- **Task goal**: The entries below should be copied exactly and completely.

- **Data for the task**:
....
PR #145, opened 2026-05-16
Build the pinned MEOS with the CBUFFER, NPOINT, POSE and RGEO modules

estebanzimanyi:
The MobilityDuck extended temporal type ports (tcbuffer, tnpoint, tpose, trgeometry) cannot link until the vcpkg-built MEOS exposes those modules. MEOS builds them opt-in and RGEO is a dependent option that requires POSE, so all four are enabled together in the vcpkg portfile OPTIONS, leaving each subsequent type port as pure extension code. Stacked on #134 because main's pinned MEOS predates the symbols these modules need and #134 already advances the pin; #134's pin-bump commit shows in the diff until it merges. The OPTIONS edit is independent of the REPO/REF/SHA512 pin lines that #142 and #143 rewrite, so it composes with whichever pin lands and needs only ordering, not textual reconciliation, against those PRs.

PR #148, opened 2026-05-17
Add the core tcbuffer type port

estebanzimanyi:
Port the temporal circular buffer type into MobilityDuck as a clean clone of the canonical tgeometry port, core scope only: the type, constructors, text/EWKT/MFJSON input, casts, the subtype-agnostic temporal accessor and modifier surface, and the cbuffer value model (cbuffer-text getValue/startValue/endValue plus point and radius accessors over the Cbuffer point+radius value). The boxops/positions/spatial-rels/distance ops layer is intentionally not ported and is a separate follow-up. The pinned MEOS is set to a temporary provisional pin at MobilityDB PR #1051's head commit on the contributor fork because the tcbuffer MF-JSON I/O the clean clone binds (tcbufferFromMFJSON) only exists there and not yet on MobilityDB master; the portfile carries the flip-to-merged-master recipe and this is provisional pending the #134 to #145 chain and #1051 merging. This stacks on PR #145, so #145's CBUFFER/NPOINT/POSE/RGEO portfile change shows in the diff until #145 merges.

### DIFF
--- a/CMakeLists.txt
+++ b/CMakeLists.txt
@@ -97,6 +97,17 @@ set(EXTENSION_SOURCES
     src/index/rtree_optimize_scan.cpp
 )
 
+# Extended temporal type families, each gated by a config flag that mirrors the
+# corresponding MEOS build module (vcpkg_ports/meos/portfile.cmake). Disabling a
+# flag drops the family's sources and its registration (see LoadInternal).
+option(CBUFFER "Build the tcbuffer temporal type" ON)
+if(CBUFFER)
+  add_definitions(-DCBUFFER=1)
+  list(APPEND EXTENSION_SOURCES
+    src/geo/tcbuffer.cpp
+    src/geo/tcbuffer_in_out.cpp)
+endif()
+
 build_static_extension(${TARGET_NAME} ${EXTENSION_SOURCES})
 build_loadable_extension(${TARGET_NAME} "" ${EXTENSION_SOURCES})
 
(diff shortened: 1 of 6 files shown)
....
- **Answer to this exercise**:
PR #145, opened 2026-05-16
Build the pinned MEOS with the CBUFFER, NPOINT, POSE and RGEO modules

estebanzimanyi:
The MobilityDuck extended temporal type ports (tcbuffer, tnpoint, tpose, trgeometry) cannot link until the vcpkg-built MEOS exposes those modules. MEOS builds them opt-in and RGEO is a dependent option that requires POSE, so all four are enabled together in the vcpkg portfile OPTIONS, leaving each subsequent type port as pure extension code. Stacked on #134 because main's pinned MEOS predates the symbols these modules need and #134 already advances the pin; #134's pin-bump commit shows in the diff until it merges. The OPTIONS edit is independent of the REPO/REF/SHA512 pin lines that #142 and #143 rewrite, so it composes with whichever pin lands and needs only ordering, not textual reconciliation, against those PRs.

PR #148, opened 2026-05-17
Add the core tcbuffer type port

estebanzimanyi:
Port the temporal circular buffer type into MobilityDuck as a clean clone of the canonical tgeometry port, core scope only: the type, constructors, text/EWKT/MFJSON input, casts, the subtype-agnostic temporal accessor and modifier surface, and the cbuffer value model (cbuffer-text getValue/startValue/endValue plus point and radius accessors over the Cbuffer point+radius value). The boxops/positions/spatial-rels/distance ops layer is intentionally not ported and is a separate follow-up. The pinned MEOS is set to a temporary provisional pin at MobilityDB PR #1051's head commit on the contributor fork because the tcbuffer MF-JSON I/O the clean clone binds (tcbufferFromMFJSON) only exists there and not yet on MobilityDB master; the portfile carries the flip-to-merged-master recipe and this is provisional pending the #134 to #145 chain and #1051 merging. This stacks on PR #145, so #145's CBUFFER/NPOINT/POSE/RGEO portfile change shows in the diff until #145 merges.

### DIFF
--- a/CMakeLists.txt
+++ b/CMakeLists.txt
@@ -97,6 +97,17 @@ set(EXTENSION_SOURCES
     src/index/rtree_optimize_scan.cpp
 )
 
+# Extended temporal type families, each gated by a config flag that mirrors the
+# corresponding MEOS build module (vcpkg_ports/meos/portfile.cmake). Disabling a
+# flag drops the family's sources and its registration (see LoadInternal).
+option(CBUFFER "Build the tcbuffer temporal type" ON)
+if(CBUFFER)
+  add_definitions(-DCBUFFER=1)
+  list(APPEND EXTENSION_SOURCES
+    src/geo/tcbuffer.cpp
+    src/geo/tcbuffer_in_out.cpp)
+endif()
+
 build_static_extension(${TARGET_NAME} ${EXTENSION_SOURCES})
 build_loadable_extension(${TARGET_NAME} "" ${EXTENSION_SOURCES})
 
(diff shortened: 1 of 6 files shown)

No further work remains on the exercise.